YOUR INSTRUCTIONS:
Write the entries out again. Each one must match exactly.

TASK MATERIAL:
PR #478, opened 2022-11-01
Adapt translation loading

### LINKED ISSUE #423: Problem with translation
**Describe the bug**
We are using translation function before we are loading the translation.

**To Reproduce**
First occurrence of i18n function is here:
https://github.com/pluginkollektiv/antispam-bee/blob/master/antispam_bee.php#L486

Localization is loaded later here:
https://github.com/pluginkollektiv/antispam-bee/blob/master/antispam_bee.php#L578-L582

**Expected behavior**
We should load the translation file before we use any i18n functions. Otherwise we produce problems (for example i18n files are loaded twice or user locale vs. site locale is not working)

**Additional context**
Query Monitor is showing `_load_textdomain_just_in_time()` instead of the correct `load_plugin_textdomain` call in the language tab.

florianbrinkmann:
In https://github.com/pluginkollektiv/antispam-bee/issues/423#issuecomment-997199403 I proposed to just move the `load_plugin_lang` call above the call for setting up the internal vars. If we would do that, we could not check for the pages but would need to load the langs in all cases, because otherwise the loading would be over the `_load_textdomain_just_in_time` function for the views that are not inside the check (because the gettext functions in `_init_internal_vars` are executed always).

So I moved the reasons array to another method that is only added to the `$options` property, if one of the pages is displayed where lang strings are displayed.

Fixes #423


stklcode (approved):
Changes look reasonable.

Quickly clicked through several scenarios with different combinations of site and user language. Experienced no UI issues and no i18n breakpoint triggered before language was loaded.

mediaDESIGN-SK:
Would it be possible to port this plugin to the CMS Joomla? I would take on this task.

florianbrinkmann:
Didn’t notice I was working in the wrong branch with the shell script modification 🙈 Should do no harm, so I leave it here.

EXPECTED ANSWER:
PR #478, opened 2022-11-01
Adapt translation loading

### LINKED ISSUE #423: Problem with translation
**Describe the bug**
We are using translation function before we are loading the translation.

**To Reproduce**
First occurrence of i18n function is here:
https://github.com/pluginkollektiv/antispam-bee/blob/master/antispam_bee.php#L486

Localization is loaded later here:
https://github.com/pluginkollektiv/antispam-bee/blob/master/antispam_bee.php#L578-L582

**Expected behavior**
We should load the translation file before we use any i18n functions. Otherwise we produce problems (for example i18n files are loaded twice or user locale vs. site locale is not working)

**Additional context**
Query Monitor is showing `_load_textdomain_just_in_time()` instead of the correct `load_plugin_textdomain` call in the language tab.

florianbrinkmann:
In https://github.com/pluginkollektiv/antispam-bee/issues/423#issuecomment-997199403 I proposed to just move the `load_plugin_lang` call above the call for setting up the internal vars. If we would do that, we could not check for the pages but would need to load the langs in all cases, because otherwise the loading would be over the `_load_textdomain_just_in_time` function for the views that are not inside the check (because the gettext functions in `_init_internal_vars` are executed always).

So I moved the reasons array to another method that is only added to the `$options` property, if one of the pages is displayed where lang strings are displayed.

Fixes #423


stklcode (approved):
Changes look reasonable.

Quickly clicked through several scenarios with different combinations of site and user language. Experienced no UI issues and no i18n breakpoint triggered before language was loaded.

mediaDESIGN-SK:
Would it be possible to port this plugin to the CMS Joomla? I would take on this task.

florianbrinkmann:
Didn’t notice I was working in the wrong branch with the shell script modification 🙈 Should do no harm, so I leave it here.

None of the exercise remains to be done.